I think I can now articulate why Schön’s ‘conversation with the materials’ idea struck me as deeper than the standard tech industry idea of iterating on a basic MVP, which it superficially resembles. Yes, there’s iteration and improvement. But there also needs to be recognition of when your starting materials are generative enough to support worthwhile iteration in the first place. In the Quist/Petra example in The Reflective Practitioner, we see this happening when the architecture student Petra recognises that the bottom left design is ‘more significant’ than the top right one, and can interact more interestingly with the complicated topography of the site:
Quist is then able to help her elaborate it, but this only works because the initial idea is rich enough to support elaboration.

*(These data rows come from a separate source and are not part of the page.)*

PR #5801, opened 2022-10-29
fix: consistent use of ZOOM_STEP

zsviczian:
I changed ZOOM_STEP in Obsidian to 0.05 only to find a few unintended consequences and inconsistent behaviors:
- ZOOM_STEP was honored when using the `+` & `-` buttons, but not using CTRL+Wheel
- ZOOM_STEP changed the minimum zoom level used when ZoomToFitElements (Shift+1). This results in inconsistent behavior because zoom to fit can decrease the zoom to 5% but using the zoom controls one can only get to 10%. More importantly, this had a weird side effect in that a phantom copy of the drawing appeared on the canvas when there were many elements and the zoom level was below 10% [#850](https://github.com/zsviczian/obsidian-excalidraw-plugin/issues/850).

I couldn't figure out the root cause of the phantom duplicate, but introducing MIN_ZOOM and consistent use of ZOOM_STEP solved my issues for now, as I did not want to change min zoom, only zoom step.

### DIFF
--- a/src/actions/actionCanvas.tsx
+++ b/src/actions/actionCanvas.tsx
@@ -2,7 +2,7 @@ import { ColorPicker } from "../components/ColorPicker";
 import { eraser, zoomIn, zoomOut } from "../components/icons";
 import { ToolButton } from "../components/ToolButton";
 import { DarkModeToggle } from "../components/DarkModeToggle";
-import { THEME, ZOOM_STEP } from "../constants";
+import { MIN_ZOOM, THEME, ZOOM_STEP } from "../constants";
 import { getCommonBounds, getNonDeletedElements } from "../element";
 import { ExcalidrawElement } from "../element/types";
 import { t } from "../i18n";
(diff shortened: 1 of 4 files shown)


DanielJGeiger:
Here, `Ctrl`+`+/-` (on the keyboard) zooms by 10% consistently.  However, `Ctrl`+`Wheel` zooms by more than 10% when the zoom is > 100%.  Is that intended?

zsviczian:
@DanielJGeiger That is a good question. It would probably be best to fix that as well, or at least make it increase by multiples of ZOOM_STEP. I'd vote for ZOOM_STEP increments at any zoom level. I'll take a look at the code.

dwelle:
> Here, `Ctrl`+`+/-` (on the keyboard) zooms by 10% consistently. However, `Ctrl`+`Wheel` zooms by more than 10% when the zoom is > 100%. Is that intended?

IIRC this was intentional to make keyboard usage more precise/deliberate.

If we are to align at all (and I'm not sure we should), then it should be the other way round to what @zsviczian suggest (if I'm reading it right): ditch linear increasing (what keyboard is using) and move to non-linear (what wheel is using).

Checking Miro, Figma, tldraw, each is doing it differently so there doesn't seem to be any standard out there.

---

Anyway, since there's no functional different from production, we can merge the PR 👍

dwelle (approved):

With the dæmon idea, Pullman had unearthed something extraordinarily rich, and he had the ability to recognise that and see what it did once he started working with it. Maybe ‘unfolded’ is a better word than ‘iterated’: in his words
It takes you by surprise, and opens up new possibilities, and forces you to come up with solutions you wouldn’t have had to think of otherwise.
Next month
I don’t know. I want to do some physics again. Not sure I really have the time, but it’s worth a go. Alternatively I could write up the shitpost-to-scholarship thing as a blog post.